Table 1: Number of wins for LSTM model-based rabbit team against MLP model-based rabbits.
Note: Games were played with only Wanderer rabbits.
Another aspect of the performance metric is the inference performance, which influences the frame rate. The game ran on a Google Pixel 7 Pro with inference only on the CPU. To understand the reasoning behind this, see our previous blog. When comparing the inference time between the two, there is a slight increase in time taken for the computation for the LSTM-based model. The decide Action is approximately 1.6 times slower, see Figure 4.
Figure 4: Inference Time comparison between LSTM based model and MLP based model.
The Decide action function call is the call in Unity’s ML-agents when the actual model computation is run. This is a relatively significant increase in computation time. However, the Frames Per Second (FPS) profiling runs indicated that it can still run close to 60 FPS with 100 Wanderer agents with LSTM-based NN, see Figure 5.
Figure 5: FPS comparison between MLP and LSTM models for the Wanderer rabbits
The results show that the non-player character (NPC) behavior is improved by changing the NN used. This leads to a more engaging gaming experience. The trade-off is increased inference time, which might result in game performance reduction. However, no drops in FPS were seen in our results.

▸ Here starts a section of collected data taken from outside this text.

PR #842, opened 2017-04-18
openapi: configure Swagger library logging

thc202:
Add bridge library to log through Log4j.


thc202:
The new version is now available in the marketplace.

PR #852, opened 2017-04-21
Support JxBrowser 6.14

psiinon:
By default JxBrowser now ignores cert errors, meaning the ZAP CA cert works out of the box :)


psiinon:
@thc202 r?

thc202:
Thank you. For following versions we need to change the OS specific add-ons to depend on the correct "core" add-on, to ensure the correct versions are used with each other.

thc202:
New versions of the add-ons are now available in the marketplace.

Using different NN models for the policy when training multi-agent systems results in different and perhaps “cleverer” behaviors. This may lead to a more engaging gaming experience. However, the trade-off is that, as models become more complex, the model size and inference time increases, which affects the game’s performance. This potential drop in performance might be offset by reducing the number of intelligent NPC in the game. This also affects the inference time.Therefore, finding the right trade-off which is optimal for a particular gaming scenario is difficult. However, as mobiles become more efficient at processing data, and new NN are available, there are more opportunities to explore the use of different models to get the most engaging gaming experience.